*Work instructions:*
For the listing below, print exactly the lines from the line with "PR #228, opened 2026-08-07" to the line with "-59,8 +59,10 @@", both included, and nothing beyond them.

*Given records:*
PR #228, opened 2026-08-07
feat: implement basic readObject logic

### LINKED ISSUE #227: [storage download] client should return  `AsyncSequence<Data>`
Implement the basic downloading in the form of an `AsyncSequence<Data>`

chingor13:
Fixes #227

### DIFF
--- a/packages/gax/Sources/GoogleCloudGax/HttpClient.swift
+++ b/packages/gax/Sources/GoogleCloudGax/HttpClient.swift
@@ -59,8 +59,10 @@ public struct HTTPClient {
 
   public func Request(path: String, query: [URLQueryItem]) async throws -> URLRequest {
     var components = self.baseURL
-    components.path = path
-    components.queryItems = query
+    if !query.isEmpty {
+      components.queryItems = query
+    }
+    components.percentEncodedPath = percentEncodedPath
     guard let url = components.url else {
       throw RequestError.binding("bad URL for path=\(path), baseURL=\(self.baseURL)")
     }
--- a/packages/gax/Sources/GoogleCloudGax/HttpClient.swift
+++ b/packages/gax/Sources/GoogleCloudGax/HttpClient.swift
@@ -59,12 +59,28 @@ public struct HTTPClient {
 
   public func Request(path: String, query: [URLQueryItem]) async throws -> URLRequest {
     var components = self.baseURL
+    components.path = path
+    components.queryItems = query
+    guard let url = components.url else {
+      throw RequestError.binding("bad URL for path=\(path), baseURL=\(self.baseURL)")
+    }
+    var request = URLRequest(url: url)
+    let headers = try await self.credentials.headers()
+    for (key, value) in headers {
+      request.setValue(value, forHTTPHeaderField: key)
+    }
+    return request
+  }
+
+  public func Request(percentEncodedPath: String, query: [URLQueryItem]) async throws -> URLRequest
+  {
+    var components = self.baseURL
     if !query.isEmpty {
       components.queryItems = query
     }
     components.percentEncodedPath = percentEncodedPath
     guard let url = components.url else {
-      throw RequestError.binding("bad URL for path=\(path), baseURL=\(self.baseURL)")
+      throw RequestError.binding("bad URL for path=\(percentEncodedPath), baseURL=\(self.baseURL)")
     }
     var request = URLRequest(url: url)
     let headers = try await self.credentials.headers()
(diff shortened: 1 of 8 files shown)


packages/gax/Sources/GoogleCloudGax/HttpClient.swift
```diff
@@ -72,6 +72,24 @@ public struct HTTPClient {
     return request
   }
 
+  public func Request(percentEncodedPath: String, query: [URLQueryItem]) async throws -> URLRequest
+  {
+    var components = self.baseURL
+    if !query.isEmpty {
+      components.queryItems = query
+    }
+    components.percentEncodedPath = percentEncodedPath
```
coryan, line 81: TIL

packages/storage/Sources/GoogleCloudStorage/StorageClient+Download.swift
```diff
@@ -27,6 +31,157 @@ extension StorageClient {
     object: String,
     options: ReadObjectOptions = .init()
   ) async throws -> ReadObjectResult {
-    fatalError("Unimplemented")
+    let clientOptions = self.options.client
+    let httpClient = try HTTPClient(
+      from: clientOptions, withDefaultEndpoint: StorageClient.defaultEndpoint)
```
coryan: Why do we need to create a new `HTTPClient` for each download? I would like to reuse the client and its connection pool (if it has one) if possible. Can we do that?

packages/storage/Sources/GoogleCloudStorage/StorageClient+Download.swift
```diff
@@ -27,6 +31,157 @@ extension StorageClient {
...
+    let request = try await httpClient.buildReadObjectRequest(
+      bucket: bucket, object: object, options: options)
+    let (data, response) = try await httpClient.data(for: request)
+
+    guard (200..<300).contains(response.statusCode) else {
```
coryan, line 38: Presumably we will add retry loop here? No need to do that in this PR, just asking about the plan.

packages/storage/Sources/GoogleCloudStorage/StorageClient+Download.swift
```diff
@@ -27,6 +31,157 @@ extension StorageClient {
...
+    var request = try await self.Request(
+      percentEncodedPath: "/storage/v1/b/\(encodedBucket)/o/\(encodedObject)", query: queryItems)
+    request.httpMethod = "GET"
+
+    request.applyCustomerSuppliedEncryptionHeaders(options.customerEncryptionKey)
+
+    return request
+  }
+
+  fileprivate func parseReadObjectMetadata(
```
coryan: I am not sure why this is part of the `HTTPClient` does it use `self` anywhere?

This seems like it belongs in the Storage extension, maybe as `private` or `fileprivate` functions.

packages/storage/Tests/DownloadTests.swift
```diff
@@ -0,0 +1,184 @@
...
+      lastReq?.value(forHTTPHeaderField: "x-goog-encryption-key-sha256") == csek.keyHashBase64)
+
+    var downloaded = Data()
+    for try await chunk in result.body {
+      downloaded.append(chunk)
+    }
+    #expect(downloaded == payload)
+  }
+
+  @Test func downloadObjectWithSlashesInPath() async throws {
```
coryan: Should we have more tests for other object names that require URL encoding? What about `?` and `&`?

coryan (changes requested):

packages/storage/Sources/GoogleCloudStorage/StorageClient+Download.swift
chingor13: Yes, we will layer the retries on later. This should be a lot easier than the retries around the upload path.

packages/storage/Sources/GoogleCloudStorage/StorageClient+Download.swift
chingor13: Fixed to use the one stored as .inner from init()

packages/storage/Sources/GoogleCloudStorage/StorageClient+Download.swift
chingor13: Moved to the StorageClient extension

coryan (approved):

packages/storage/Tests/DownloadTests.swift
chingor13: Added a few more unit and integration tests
* * *
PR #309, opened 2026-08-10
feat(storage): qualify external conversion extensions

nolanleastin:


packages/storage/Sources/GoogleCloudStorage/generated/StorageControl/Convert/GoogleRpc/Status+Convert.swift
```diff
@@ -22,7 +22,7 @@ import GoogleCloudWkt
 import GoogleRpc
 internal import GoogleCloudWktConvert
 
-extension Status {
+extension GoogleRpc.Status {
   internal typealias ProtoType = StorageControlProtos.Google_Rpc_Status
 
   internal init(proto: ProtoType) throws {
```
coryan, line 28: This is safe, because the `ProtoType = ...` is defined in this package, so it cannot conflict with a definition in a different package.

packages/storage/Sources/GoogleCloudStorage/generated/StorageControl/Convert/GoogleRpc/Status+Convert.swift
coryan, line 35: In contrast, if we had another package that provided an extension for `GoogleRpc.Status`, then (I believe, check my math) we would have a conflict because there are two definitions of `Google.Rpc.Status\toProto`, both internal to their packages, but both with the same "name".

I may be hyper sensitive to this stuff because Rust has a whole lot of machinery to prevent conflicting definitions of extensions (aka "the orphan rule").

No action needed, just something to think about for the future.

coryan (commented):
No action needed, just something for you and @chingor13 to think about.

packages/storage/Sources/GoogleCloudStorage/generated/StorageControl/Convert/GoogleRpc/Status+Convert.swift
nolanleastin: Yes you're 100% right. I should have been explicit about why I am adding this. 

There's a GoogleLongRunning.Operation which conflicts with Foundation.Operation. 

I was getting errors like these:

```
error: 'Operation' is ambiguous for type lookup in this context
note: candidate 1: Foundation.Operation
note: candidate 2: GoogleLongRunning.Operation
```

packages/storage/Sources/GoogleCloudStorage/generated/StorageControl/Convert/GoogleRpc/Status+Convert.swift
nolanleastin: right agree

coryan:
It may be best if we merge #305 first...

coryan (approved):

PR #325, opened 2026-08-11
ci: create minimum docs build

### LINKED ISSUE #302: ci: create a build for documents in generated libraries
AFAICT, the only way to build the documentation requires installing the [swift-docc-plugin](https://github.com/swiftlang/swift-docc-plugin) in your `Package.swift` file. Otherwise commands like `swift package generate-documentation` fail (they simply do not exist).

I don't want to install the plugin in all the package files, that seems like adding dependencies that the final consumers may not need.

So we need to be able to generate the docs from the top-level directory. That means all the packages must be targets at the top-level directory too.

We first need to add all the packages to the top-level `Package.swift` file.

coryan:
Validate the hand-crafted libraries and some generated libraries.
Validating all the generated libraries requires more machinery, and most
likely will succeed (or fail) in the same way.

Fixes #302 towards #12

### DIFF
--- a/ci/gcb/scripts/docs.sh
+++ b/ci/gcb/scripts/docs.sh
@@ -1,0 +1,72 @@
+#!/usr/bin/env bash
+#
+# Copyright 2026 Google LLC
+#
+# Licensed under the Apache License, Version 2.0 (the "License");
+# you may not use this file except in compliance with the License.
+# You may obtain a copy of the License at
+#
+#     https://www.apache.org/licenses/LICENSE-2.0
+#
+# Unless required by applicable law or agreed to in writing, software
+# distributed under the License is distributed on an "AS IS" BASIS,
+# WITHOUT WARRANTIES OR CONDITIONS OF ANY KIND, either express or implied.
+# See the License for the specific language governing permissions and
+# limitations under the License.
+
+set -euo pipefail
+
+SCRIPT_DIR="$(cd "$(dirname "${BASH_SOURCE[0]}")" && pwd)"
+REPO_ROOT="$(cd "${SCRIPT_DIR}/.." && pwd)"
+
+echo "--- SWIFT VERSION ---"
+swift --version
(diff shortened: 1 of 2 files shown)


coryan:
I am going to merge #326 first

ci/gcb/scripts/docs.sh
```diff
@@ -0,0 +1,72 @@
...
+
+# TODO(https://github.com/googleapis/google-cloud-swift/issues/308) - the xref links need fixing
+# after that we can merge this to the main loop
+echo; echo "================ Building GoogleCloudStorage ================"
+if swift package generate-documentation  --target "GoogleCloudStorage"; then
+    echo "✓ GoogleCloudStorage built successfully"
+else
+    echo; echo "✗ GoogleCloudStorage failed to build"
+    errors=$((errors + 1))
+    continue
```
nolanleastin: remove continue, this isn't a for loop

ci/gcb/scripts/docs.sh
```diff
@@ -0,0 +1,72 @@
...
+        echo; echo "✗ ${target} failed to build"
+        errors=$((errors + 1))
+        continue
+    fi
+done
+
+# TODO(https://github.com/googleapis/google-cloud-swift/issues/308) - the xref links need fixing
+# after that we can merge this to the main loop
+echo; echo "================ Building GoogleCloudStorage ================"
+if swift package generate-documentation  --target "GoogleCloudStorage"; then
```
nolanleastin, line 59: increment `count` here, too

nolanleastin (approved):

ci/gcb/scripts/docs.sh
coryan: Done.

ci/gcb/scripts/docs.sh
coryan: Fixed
...
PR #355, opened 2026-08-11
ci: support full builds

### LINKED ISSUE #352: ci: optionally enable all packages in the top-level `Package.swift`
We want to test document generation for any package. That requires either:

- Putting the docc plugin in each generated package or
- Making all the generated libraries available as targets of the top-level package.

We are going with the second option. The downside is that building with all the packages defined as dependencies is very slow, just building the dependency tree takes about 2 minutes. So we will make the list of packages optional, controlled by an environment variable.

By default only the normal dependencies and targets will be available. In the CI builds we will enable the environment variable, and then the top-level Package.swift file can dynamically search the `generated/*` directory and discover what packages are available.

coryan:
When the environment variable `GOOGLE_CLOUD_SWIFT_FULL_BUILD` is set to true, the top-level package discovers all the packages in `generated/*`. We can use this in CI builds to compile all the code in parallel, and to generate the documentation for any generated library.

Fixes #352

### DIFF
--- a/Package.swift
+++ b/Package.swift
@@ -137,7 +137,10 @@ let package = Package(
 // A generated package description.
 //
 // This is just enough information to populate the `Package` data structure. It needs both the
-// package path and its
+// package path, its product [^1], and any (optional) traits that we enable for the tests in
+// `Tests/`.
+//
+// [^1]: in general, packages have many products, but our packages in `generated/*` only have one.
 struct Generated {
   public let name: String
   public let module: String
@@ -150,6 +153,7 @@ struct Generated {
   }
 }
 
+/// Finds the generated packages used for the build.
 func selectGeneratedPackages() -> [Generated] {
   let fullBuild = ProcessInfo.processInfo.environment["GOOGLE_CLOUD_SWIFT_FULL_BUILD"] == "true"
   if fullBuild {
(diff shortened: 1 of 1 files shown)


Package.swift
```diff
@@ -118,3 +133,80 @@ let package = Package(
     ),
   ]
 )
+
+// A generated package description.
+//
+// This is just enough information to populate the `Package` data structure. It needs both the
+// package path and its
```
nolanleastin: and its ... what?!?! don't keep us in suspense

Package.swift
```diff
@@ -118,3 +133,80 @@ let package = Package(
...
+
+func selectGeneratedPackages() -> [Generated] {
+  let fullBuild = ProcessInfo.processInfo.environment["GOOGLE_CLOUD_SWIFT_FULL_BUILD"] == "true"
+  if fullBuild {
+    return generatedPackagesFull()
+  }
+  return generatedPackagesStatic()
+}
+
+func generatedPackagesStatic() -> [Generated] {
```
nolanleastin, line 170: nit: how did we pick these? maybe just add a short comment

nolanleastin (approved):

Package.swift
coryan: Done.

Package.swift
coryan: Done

*Result for this exercise:*
PR #228, opened 2026-08-07
feat: implement basic readObject logic

### LINKED ISSUE #227: [storage download] client should return  `AsyncSequence<Data>`
Implement the basic downloading in the form of an `AsyncSequence<Data>`

chingor13:
Fixes #227

### DIFF
--- a/packages/gax/Sources/GoogleCloudGax/HttpClient.swift
+++ b/packages/gax/Sources/GoogleCloudGax/HttpClient.swift
@@ -59,8 +59,10 @@ public struct HTTPClient {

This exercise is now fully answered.